___ INFORMATION PROVIDED ___
PR #184, opened 2020-07-28
Command and Event collectors

### LINKED ISSUE #174: Add a Command TestAssert Collector
Recently added is the ability to have a TestAssert Collector for pod logs... When configured it will get the configured pod logs and add it to the test log.   There is a new desire to be able to get information from a command to gather context for the assertion failure.

The request
```
Do you think it would make sense to add an onFailureCommand field (or something like that) to TestCase commands?
Some background:
A TestCase for an operator I'm working on has (among others) a command to kubectl kudo install the operator and an instance of it, and another command to run a script which:
1. polls on the instance .spec.planExecution.status to make sure it's COMPLETE , and
2. dump some debugging information (plan status and k8s events) in case it never gets to COMPLETE
I could get rid of (1) by using the --wait flag of kubectl kudo install , but I still need the debug stuff from (2) on failure.
```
___
▸ PROBLEM DETAILS
For every line of the records that has the word "kudo" in it, make a copy.

▸ ANSWER AREA
A TestCase for an operator I'm working on has (among others) a command to kubectl kudo install the operator and an instance of it, and another command to run a script which:
I could get rid of (1) by using the --wait flag of kubectl kudo install , but I still need the debug stuff from (2) on failure.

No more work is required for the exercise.